Freezing and Enzyme Activity

Aajonus addressed freezing as distinct from heat in its effect on enzymes. For fruit, he said freezing "barely" destroys enzymes, making it acceptable to freeze fruit and run it through a Champion juicer to make a kind of ice cream. He said it was fine to keep frozen fruit for a week or two. For meat, however, he said freezing destroys enzymes in a more significant way, attributing this to "the properties of protein and the properties of fat" behaving differently from fruit under freezing conditions. He noted that in his experiments with animals eating frozen meat, all of the animals developed mange within six to ten months on the diet, while animals eating the same meat unfrozen developed no mange.

He specified that ice cream made with cream and dairy should be eaten within twenty-four hours, connecting this to the same principle of enzyme and fat degradation over time once frozen.

Vegetables, Maturity, and Enzyme Content

Responding to the claim by Edward Howell that vegetables and fruits are not concentrated sources of enzymes, Aajonus offered a nuanced response. He explained that vegetables are not mature until they begin to seed, and that celery, parsley, and most commercial vegetables are harvested before seeding because produce companies know that once a plant goes to seed it loses the enzymes necessary to sustain it. The enzymatic concentration in vegetables is therefore already reduced by the time most people consume them, because commercial harvesting practices remove them before their natural enzymatic peak.

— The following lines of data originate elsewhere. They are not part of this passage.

PR #883, opened 2026-08-19
perf(dspark): PRMT magnitude lookup and consolidated weight loads in the NVFP4 decode GEMV (+0.6%)

tryeverything24:
## Summary

Two bit-identical changes on the NVFP4 decode read path, which carries every GDN and attention
projection on this checkpoint (~3.3 ms of an ~11.4 ms decode step):

**Magnitude lookup by `PRMT`.** `si_e2m1_x2` reconstructs the doubled e2m1 magnitude with a shift
and mask against a 32-bit literal. The same eight-entry table fits in one byte-permute against two
register-immediate words: selector nibbles above the lowest are zero, so result bytes 1-3 select
table byte 0 and the low byte is exactly the magnitude the shift-and-mask produced. Same integer,
one instruction.

**Consolidated weight loads.** A group's eight packed bytes are read as two 4-byte loads. Where the
row base is 8-byte aligned (`K % 128 == 0`, true for every decode projection here) they become one
`uint2`. Selected by alignment at launch; anything that does not qualify keeps the byte-wise path.
The split-count arm that measured slower wide (`S=2` at the stock block) keeps the narrow path and
a 4-warp block instead.

Both preserve the magnitudes, the scale and the accumulation order exactly, so the decode is
bit-identical.

## Proof of speedup

**Decode tok/s** (`dspark_tau_check <modelopt> <dspark> 128 <4096-token prompt>`, `METRIC
DSPARK_TPS`, production split counts, default verify — the scored configuration):

| | decode tok/s |
|---|--:|
| before (main) | 73.85 |
| after (this PR) | 74.29 |

```text
round 1: main=73.8546  pr=74.2717
round 2: main=73.8441  pr=74.2928
round 3: main=73.9131  pr=74.2881
```

**+0.6%, and I am stating that plainly rather than dressing it up: it is below the 2% bar and will
not tier.** It is consistent (3/3 rounds, spread under 0.03%) and free of any accuracy cost, so it
is offered as a small honest improvement to a path that is otherwise at the memory wall — the
same measurements found the FFN and projection GEMVs running at 85-96% of this card's bandwidth,
which is why nothing inside the target forward yields more than a fraction of a percent. Close it
if a sub-bar PR is not worth the review time; no argument from me.

## Correctness

`LOSSLESS 1` on every run, `MEAN_ACCEPT` unchanged at 1.0756 — bit-identical decode means the same
tokens in the same order.

### DIFF
--- a/kernels/csrc/cuda/gemm/gemv.cu
+++ b/kernels/csrc/cuda/gemm/gemv.cu
@@ -539,6 +539,15 @@ __device__ __forceinline__ float si_e2m1_x2(unsigned nibble) {
     // graft the sign bit on rather than branching, so nibble 8 keeps its -0.0f
     return __int_as_float(__float_as_int(__uint2float_rn(mag)) | ((n & 8u) << 28));
 }
+// Same value, one lookup instruction: PRMT selects magnitude byte i of the 8-entry table held in
+// two register-immediate words (bytes {0,1,2,3} / {4,6,8,12}). Selector nibbles above the lowest
+// are zero, so result bytes 1-3 all select table byte 0 (= 0), leaving exactly `mag` -- the same
+// integer si_e2m1_x2's shift-and-mask produces, fed through the identical cvt and sign graft.
+__device__ __forceinline__ float si_e2m1_x2_prmt(unsigned nibble) {
+    const unsigned n = nibble & 15u;
+    const unsigned mag = __byte_perm(0x03020100u, 0x0C080604u, n & 7u);
+    return __int_as_float(__float_as_int(__uint2float_rn(mag)) | ((n & 8u) << 28));
+}
 // Unsigned E4M3 group scale -> float, by assembling the fp32 bits.
 //
 // The ldexpf form costs a branch plus two library calls per 16-weight group. For e>0,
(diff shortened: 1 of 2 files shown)


skyrocket2026:

| metric | value |
|---|---|
| **PR DSpark tok/s** | **75.06** |
| **main DSpark tok/s** | **74.82** |
| **speedup vs main** | **1.003×** (+0.3%) |
| PR AR tok/s (floor) | 91.38 |
| main AR tok/s (floor) | 90.23 |
| AR vs main (floor) | +1.2% |
| **DSpark vs AR** | **0.821×** — above 1.0 means speculation finally pays |
| mean accept τ | 1.076 (main 1.076, ceiling 7) |
| mean accept τ floor | ✅ 1.0756 vs main 1.0756 (bar ≥95%) |
| qwen3.8 (ModelOpt) guard @16k | ✅ no regression (decode+prefill) — decode 90.0 tok/s · prefill 12687 pp |
| qwen3.6 guard @16k | ✅ no regression (decode+prefill) — decode 472.5 tok/s · prefill 28368 pp |
| commit | `a7a1630b1` |

skyrocket2026:

This PR's Qwen3.8-27B prefill@16k speed measured **0.3%** vs main, with no verified prefill@16k improvement (the only scored dimension) — closing automatically. This bot evaluates every eligible PR in the repo against Qwen3.8-27B's decode AND prefill@128 speed specifically, regardless of what the PR is actually about — a close here isn't a judgment on the PR's purpose, just that it didn't move these particular metrics. Reopen (or open a fresh PR) if you have a fix or a different approach.

PR #154, opened 2023-10-09
Do not run cronJobs as privileged containers

fmount:
When kolla is not required there's no need to run containers as `privileged` (especially if we run commands that are supposed to interact with DB).
This change removes the root user from the Manila `cronJobs` pod and pass a `SecurityContext` that doesn't violate the `k8s` requirements.


abays (approved):
/lgtm

gouthampacha (approved):
/retest-required

thanks @fmount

He agreed that vegetable juice is a high source of enzymes relative to the pulp, and recommended juicing as the primary way to extract enzymatic value from vegetables. He recommended vegetable juice specifically with protein foods such as meat, to supply the enzymes, vitamins, and minerals needed to digest animal protein.

Foods That Fully Digest

Aajonus described laboratory experiments in which he exposed human enzymes to different foods at different points in the digestive sequence. He stated that the only foods consistently and completely digested by human enzymes in these experiments were animal-origin foods: milk, meat, and eggs. When meat was ground and blended with milk into a fully liquid, hermetically sealed form with no oxygen, it digested completely. When meat was in larger chunks, the experiment ran out of time before complete digestion occurred because he could not simultaneously maintain the environment and observe it.

He contrasted this with plant foods, which human enzymes did not fully process in the same experimental conditions. This finding supported his view that the human digestive system, including its enzymatic profile and hydrochloric acid content, is oriented toward animal foods rather than plant foods.